Favori de la présidentielle 2012, Dominique Strauss-Kahn fait aujourd'hui la une des pages judiciaires. L'ancien directeur général du Fonds monétaire international (FMI) a quitté son poste et abandonné la politique au lendemain de la révélation des premières affaires judiciaires le concernant.

Mais le socialiste, économiste de formation, n'est pas pour autant inactif. Alors que ses ennuis judiciaires démarrent en 2011, DSK retrouve rapidement son rôle de spécialiste de l'économie et multiplie les conférences à travers le monde. En septembre 2012, il dépose les statuts de Parnasse, une société de "conseil, conférences, informations dans les domaines économique, social, immobilier et politique".

Le 26 juin 2013, il est invité par la commission d'enquête parlementaire sur le rôle des banques dans l'évasion fiscale.
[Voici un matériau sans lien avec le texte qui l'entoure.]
PR #1134, opened 2016-04-08
SSH should be called more strictly with command as one argument

### LINKED ISSUE #1132: Custom GIT_SSH client not invoked correctly
When Git-LFS is invoking a custom `GIT_SSH` client, it passes the command as *separate* parameters, like `'git-lfs-authenticate', 'account/priv.git', 'upload'` however according to the [specification](https://git-scm.com/docs/git), the command must be passed in as exactly one parameter, like `'git-lfs-authenticate account/priv.git upload'`.

sinbad:
Fixes #1132

### DIFF
--- a/lfs/ssh.go
+++ b/lfs/ssh.go
@@ -3,6 +3,7 @@ package lfs
 import (
 	"bytes"
 	"encoding/json"
+	"fmt"
 	"os/exec"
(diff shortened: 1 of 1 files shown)


technoweenie:
Thanks for fixing this :)

PR #1135, opened 2016-04-08
You should add the .gitattributes file before committing

jonmagic:
While following the instructions in the README made my first commit and then realized I hadn't added the `.gitattributes` file. I think the instructions should be explicit about this step.


technoweenie:
I'd have put it on the same line :)

jonmagic:
> I'd have put it on the same line :)

I did that and then changed it to a two liner, but I can change it back :+1:

PR #1141, opened 2016-04-13
Update README.md

nirgeier:
Improve README file


technoweenie:
Thanks for the PR, but I'm not sure I want markdown link references for links that are only used once. Are you reading this from the command line? If link refs help you lot, I think I'd rather see them below the paragraphs that use them.

Issue #1120, opened 2016-04-03
Windows installer issues


technoweenie:
- When `c:\Program Files\Git LFS` (or anything not in the `$PATH`), either warn or add it to the `$PATH`.
- Mention when `git lfs install` fails to run, especially due to a `$PATH` issue.
- Rename uninst filename to something like `git-uninstall.exe`.

strich:
The installer does already add `C:\Program Files\Git LFS` to `$PATH`. There is however no error reporting or recovery, so if there is something going wrong we won't know about it. I'll look into ensuring that all steps are confirmed and errors caught and either dealt with or reported to the user.

technoweenie:
I wonder if there's something that needs to be refreshed between when it adds to the `$PATH` and when `git lfs install` runs? I restarted Git Bash, and now `/c/Program Files/Git LFS:/bin` is in there. Installing and uninstalling works fine with that. 

I'm pretty sure the installer added it to `$PATH` because I have no idea how to change it on Windows :)

dg9ngf:
Why does this extension to Git even need its own installation directory? Can't the git-lfs.exe binary just be placed somewhere git.exe will find it like every other Git command, too? %PATH% is growing and growing...

strich:
@technoweenie a console window does need to be refreshed after `$PATH` changes. However we use a new console session to perform the `git lfs install` so that cannot be the problem.

However this discussion has led me to think there might be an issue with the setup not performing the steps in the order I expected them to. This could be the root cause. I'll check it out in a day or so and report back.

@dg9ngf the reason we chose to give Git LFS its own installation directory is because there can be many forms of Git in windows with their own ways of installing themselves, and it is really difficult to figure out where to put git-lfs.exe. Furthermore, it created a dependency on another project - If, for example, Git for Windows changed the way it installs itself it could instantly break the Git LFS installer. It just seemed cleaner to give Git LFS its own installation directory, and there are no drawbacks to doing so.

sinbad:
> and there are no drawbacks to doing so

Unfortunately there are: primarily the limited `PATH` length on Windows. Anything over 2047 characters gets a bit dodgy, Win 7 can extend that to 4095 but requires a restart before it works (after you go over the old limit). The results of exceeding this length are randomly failing to find things on the PATH all of a sudden; in SourceTree for Windows we deliberately keep PATH additions to a minimum because of this, some developers have a lot of stuff on their PATH especially if they work in a lot of environments or forget to clean up.

[...]

PR #1143, opened 2016-04-13
Fixed an issue that caused the Win installer to fail to init Git LFS

strich:
* Fixed an issue (#1120) where the newly added Git LFS `PATH` location wasn't refreshed in time for use later in the installer script and silently failed to initialize Git LFS.
* If for any reason there is an issue running `git lfs install`, the installer will display a message box asking the user to manually do so.
* Added a `GIT_LFS_PATH` global env var for later use.


technoweenie:
Worked for me :metal:

PR #1144, opened 2016-04-14
fix netrc matching when host has no port

technoweenie:
Whew, glad I QA'd against a real server, and not just a local test one :)

The `net.SplitHostPort` function expects the host string to have a port (like `localhost:8008`). Currently, it blows up if you use a host on a standard http port.


sinbad:
👍

PR #1147, opened 2016-04-14
Removed wrong html tag

pabloguerrero:


technoweenie:
Hi @pabloguerrero, this `<br>` tag is necessary for the `ronn` to `man` conversion. I assume you submitted this because it shows up when you run `git lfs fetch -h` or `git lfs help fetch` though. Is that correct?

If so, I think the code generation code should strip that out, instead of removing it here.

technoweenie:
Turns out the [help generator replaces `<br>`, not `<br/>`. I fixed it in 7472995bcf0900c79ec6ae2d1fe86610b599744b.

Thanks for the report!

pabloguerrero:
Hi @technoweenie - sorry for the belated reply. Yes, indeed I suggested this PR because it showed up in the command-line help. Glad that it helped anyways!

Un grand oral qui fait jaser la classe politique mais qui traduit la crédibilité accordée à la parole et l'expertise de l'ancien ministre.

Des activités internationales

En juillet, la Banque russe de développement des régions (BRDR), une institution financière contrôlée par le géant russe du pétrole Rosneft, annonce l'entrée de Dominique Strauss-Kahn au sein de son conseil de surveillance. Un mois plus tard, c'est le gouvernement serbe qui s'adjuge ses services en tant que conseiller.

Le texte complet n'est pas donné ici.